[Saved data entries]
-=-=-
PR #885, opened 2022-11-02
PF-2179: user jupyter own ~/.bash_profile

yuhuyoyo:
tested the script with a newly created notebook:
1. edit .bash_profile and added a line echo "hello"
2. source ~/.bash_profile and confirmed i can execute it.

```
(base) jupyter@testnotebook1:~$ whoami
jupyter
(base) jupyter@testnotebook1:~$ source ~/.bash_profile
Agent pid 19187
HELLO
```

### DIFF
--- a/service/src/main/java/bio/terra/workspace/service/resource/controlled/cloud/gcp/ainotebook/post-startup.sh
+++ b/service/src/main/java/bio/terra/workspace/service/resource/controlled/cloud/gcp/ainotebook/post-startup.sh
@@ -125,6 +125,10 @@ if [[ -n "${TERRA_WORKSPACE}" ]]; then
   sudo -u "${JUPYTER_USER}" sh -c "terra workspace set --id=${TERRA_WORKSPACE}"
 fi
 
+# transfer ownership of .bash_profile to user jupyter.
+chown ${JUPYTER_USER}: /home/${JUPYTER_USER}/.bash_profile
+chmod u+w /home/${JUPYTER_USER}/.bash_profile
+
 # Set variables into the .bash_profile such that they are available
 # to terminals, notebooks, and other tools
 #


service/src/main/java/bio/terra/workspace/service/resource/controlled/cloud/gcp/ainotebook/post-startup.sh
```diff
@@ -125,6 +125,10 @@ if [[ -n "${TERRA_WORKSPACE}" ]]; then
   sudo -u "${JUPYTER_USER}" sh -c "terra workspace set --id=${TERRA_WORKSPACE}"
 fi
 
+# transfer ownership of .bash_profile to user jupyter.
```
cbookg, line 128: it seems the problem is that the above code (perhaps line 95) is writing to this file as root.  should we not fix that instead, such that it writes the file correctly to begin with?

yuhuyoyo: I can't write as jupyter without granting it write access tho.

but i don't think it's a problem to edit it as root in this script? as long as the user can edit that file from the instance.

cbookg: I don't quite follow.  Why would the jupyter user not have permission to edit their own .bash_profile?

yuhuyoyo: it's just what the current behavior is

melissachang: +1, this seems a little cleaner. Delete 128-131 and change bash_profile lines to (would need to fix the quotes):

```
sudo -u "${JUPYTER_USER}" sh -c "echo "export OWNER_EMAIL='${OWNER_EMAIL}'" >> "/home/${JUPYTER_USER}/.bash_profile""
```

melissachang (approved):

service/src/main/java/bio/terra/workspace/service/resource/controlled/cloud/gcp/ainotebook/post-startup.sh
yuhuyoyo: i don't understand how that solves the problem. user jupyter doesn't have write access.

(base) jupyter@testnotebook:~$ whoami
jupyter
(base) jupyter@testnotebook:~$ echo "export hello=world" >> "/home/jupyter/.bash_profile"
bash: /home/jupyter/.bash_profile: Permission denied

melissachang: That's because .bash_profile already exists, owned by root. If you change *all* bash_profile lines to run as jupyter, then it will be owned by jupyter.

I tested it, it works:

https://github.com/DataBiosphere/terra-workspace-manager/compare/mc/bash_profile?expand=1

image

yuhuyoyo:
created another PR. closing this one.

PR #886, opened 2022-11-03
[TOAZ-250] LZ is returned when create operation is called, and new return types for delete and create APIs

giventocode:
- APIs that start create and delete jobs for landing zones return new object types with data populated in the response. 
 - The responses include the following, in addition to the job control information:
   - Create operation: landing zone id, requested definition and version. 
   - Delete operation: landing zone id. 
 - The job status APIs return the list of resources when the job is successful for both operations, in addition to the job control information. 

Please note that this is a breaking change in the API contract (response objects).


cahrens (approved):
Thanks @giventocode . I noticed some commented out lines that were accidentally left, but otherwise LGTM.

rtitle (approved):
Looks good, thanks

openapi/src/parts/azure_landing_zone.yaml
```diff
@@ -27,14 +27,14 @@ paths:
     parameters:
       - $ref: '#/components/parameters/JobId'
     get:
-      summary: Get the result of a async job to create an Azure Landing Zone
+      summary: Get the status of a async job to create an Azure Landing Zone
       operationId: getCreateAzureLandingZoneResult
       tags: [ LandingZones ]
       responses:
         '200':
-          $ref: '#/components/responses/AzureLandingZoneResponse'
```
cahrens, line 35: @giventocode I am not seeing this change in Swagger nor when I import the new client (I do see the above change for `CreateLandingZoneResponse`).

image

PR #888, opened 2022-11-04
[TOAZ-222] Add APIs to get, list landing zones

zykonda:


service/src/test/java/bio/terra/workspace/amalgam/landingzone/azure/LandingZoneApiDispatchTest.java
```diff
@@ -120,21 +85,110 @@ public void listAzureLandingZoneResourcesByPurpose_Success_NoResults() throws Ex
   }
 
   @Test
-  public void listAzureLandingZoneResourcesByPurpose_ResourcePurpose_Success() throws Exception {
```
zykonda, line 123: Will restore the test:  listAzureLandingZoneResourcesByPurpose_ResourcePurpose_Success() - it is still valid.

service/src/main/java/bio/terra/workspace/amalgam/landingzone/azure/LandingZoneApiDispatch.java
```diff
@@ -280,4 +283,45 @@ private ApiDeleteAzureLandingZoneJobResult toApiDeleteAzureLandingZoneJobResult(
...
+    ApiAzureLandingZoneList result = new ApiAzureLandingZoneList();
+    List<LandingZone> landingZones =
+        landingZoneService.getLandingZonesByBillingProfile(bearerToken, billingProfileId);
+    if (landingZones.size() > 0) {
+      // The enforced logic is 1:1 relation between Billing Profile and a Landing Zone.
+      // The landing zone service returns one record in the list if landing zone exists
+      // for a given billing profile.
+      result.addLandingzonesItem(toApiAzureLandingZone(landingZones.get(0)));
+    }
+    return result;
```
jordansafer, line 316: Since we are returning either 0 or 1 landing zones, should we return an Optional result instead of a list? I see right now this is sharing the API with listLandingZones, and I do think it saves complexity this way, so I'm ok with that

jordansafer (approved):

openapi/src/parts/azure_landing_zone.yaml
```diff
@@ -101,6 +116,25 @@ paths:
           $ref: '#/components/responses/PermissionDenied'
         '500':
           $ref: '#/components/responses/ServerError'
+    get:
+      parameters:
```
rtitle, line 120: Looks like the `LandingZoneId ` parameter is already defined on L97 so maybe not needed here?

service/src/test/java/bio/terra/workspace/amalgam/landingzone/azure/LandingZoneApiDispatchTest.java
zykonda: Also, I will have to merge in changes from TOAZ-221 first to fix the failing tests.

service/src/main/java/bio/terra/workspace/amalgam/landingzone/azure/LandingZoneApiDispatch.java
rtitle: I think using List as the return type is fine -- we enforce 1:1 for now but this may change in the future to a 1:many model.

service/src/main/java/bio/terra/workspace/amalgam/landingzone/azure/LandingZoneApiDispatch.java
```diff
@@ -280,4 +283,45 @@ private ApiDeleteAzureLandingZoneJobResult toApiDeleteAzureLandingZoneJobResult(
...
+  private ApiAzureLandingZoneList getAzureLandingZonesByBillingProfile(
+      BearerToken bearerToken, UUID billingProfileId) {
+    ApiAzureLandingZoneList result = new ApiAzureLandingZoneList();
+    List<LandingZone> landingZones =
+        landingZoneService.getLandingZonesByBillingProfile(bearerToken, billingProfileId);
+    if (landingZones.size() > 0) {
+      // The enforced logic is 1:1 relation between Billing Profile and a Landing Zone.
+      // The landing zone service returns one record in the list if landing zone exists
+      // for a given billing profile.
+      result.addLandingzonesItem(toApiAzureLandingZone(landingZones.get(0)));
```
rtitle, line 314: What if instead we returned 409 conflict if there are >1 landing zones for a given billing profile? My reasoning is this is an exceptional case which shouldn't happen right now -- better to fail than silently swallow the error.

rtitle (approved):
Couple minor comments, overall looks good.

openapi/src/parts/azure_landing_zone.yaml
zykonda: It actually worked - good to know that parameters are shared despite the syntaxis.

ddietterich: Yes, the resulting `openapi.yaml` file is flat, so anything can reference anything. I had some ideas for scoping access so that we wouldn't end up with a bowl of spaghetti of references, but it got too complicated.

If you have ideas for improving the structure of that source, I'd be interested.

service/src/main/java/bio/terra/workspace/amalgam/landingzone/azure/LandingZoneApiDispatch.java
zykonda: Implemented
-=-=-
**Exercise brief:**
A lone number is the expected answer: the count of lines in these entries holding the string "echo".

**Result of the task:**
3